My first bp gun was a Cva Blazer.Bought it used, shot it a coupla years,until the round disc holding the barrel to the stock stripped out. I filed it away until this summer when I heard about the recall.Contacted CVA , they sent me an Optima, I blessed my son -in law with a cool birthday present.CVA gets 2 thumbs up for customer svc.
 
Mystery solved?,I think this rifle started life as a Frontier rifle because it has a 15/16 1:66 barrel where the Hawken is 1 inch. Somewhere along the way the previous owner wanted a Hawken. on very close inspection ( I mean magnifier close) are scribe marks where they marked out for the butt plate top piece and patchbox. the trigger guard was swapped out for a Hawken style. I think the only parts that may still be from the original Frontier rifle are the barrel, ramrod thimbles and rib and maybe the stock. I haven't found a four screw patchbox yet nor the top butt plate piece in any of my catalogs so they may have come from older gun parts or something they had laying around. If all this is true, I won't feel bad about replacing the barrel and ruining the value. It was left uncleaned for a very long time.
 
CVA 'Frontier' was a good rifle.
I built one from a kit back in the 1980's (wish I still had it and the CVA 'Kentucky' kit (?) rifle I had back then.)
After building the 'Frontier' and working up a good load (if memory serves it was 110 grains Dupont Fg under a pillow tick patched .490 round ball) I could hit 1 inch diameter broom sticks at 100 yards.

For some reason this upset my step brother.
He'd bet me I couldn't hit the broom stick once out of three shots.

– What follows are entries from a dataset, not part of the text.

PR #50, opened 2015-01-08
Further to #48, here's a fix for a user missing their status-fields

rtyley:
Users like this really exist, and I've verified that test json reflects genuine responses from the Identity API.

See #48 and emails from the day on membership.dev.


jennysivapalan:
:+1: :mag:

rtyley:
Logging showed an example of a bad user with build 4123:

https://app.getsentry.com/the-guardian/membership/group/49685617/

...shouldn't see this error with any build after 4128.

PR #52, opened 2015-01-09
Remove need for isCurrent flag in slideshow

davidrapson:
Spotted an issue with the slideshow that was causing the second slide to flash in before showing the first one. This was due to the `isCurrent` flag being passed on the second item, we can actually remove the flag.


wpf500:
:+1:

PR #53, opened 2015-01-09
Fix iframe tracking

mattandrews:
This prevents duplicate tracking when people refresh the thank you page.

Note that we've changed the name of the metric (before it was `user-sent-to-eventbrite-$tier`) but the dashboard's broken anyway so this shouldn't be a huge deal.

Hopefully after this, the metrics for user signups and this new one (eg. signups for an event) will correspond.


mattandrews:
This okay @jamesoram / @wpf500 ?

wpf500:
I think you should revert the `user-sent-to-eventbrite-$tier` change as well in the `Event` controller

mattandrews:
Why?

mattandrews:
:question:

wpf500:
I dunno, ignore me

mattandrews:
obviously

jennysivapalan:
:+1: :tractor:

PR #54, opened 2015-01-09
It seems sentry doesn't like Exceptions with suppressed stack traces

wpf500:


jennysivapalan:
:+1: :bird:

mattandrews:
:guardsman:

PR #1214, opened 2016-05-26
When other amount field is in focus, buttons become inactive.

jranks123:
If you then click on a button, the other amount field blanks out


tomverran:
👍

PR #1215, opened 2016-05-27
Retry getFullUserDetails call on failure

mario-galic:
@paulbrown1982 

[ID API connection timeout during Membership checkout](https://trello.com/c/lPzQbTGX/15-id-api-connection-timeout-during-membership-checkout)


paulbrown1982:
👍 but I think you should change the delay to 2 seconds rather than 3.

PR #1216, opened 2016-05-31
Retry Salesforce upsert on failure during checkout

mario-galic:
@paulbrown1982 @tomverran 

[Salesforce connection timeout during checkout](https://trello.com/c/gO3yzyAP/16-salesforce-connection-timeout-during-checkout)


paulbrown1982:
👍 but as discussed, change the number of retries to 2 rather than 3.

I hit it with first and second shots. He didn't want me to take the third shot 'cause he owed a case of Mtn Dew soda every time I hit it. (I didn't drink then or now)
Yes. He did call me a few not nice things, but he did pay up. :)
I think the soda was cheaper than beer, so I "saved" him money. :)
 
I got myself a new toy today a Teslong
Scan0008.jpg
Professional Borescope $49.95 shipping included from Amazon. hooked up to my windows 10 laptop and it works! here is a picture of me holding the 20mm diameter camera with a 45 degree mirror on the end.
Scan0009.jpg

and a pic of the rifling of the .50 mountain rifle. The pic was taken off the laptop while the prob was in the barrel the tiny camera has six tiny LEDs that ate adjustable for brightness. Has a 18 month warranty so maybe I will learn something about my rifle bores before it quits.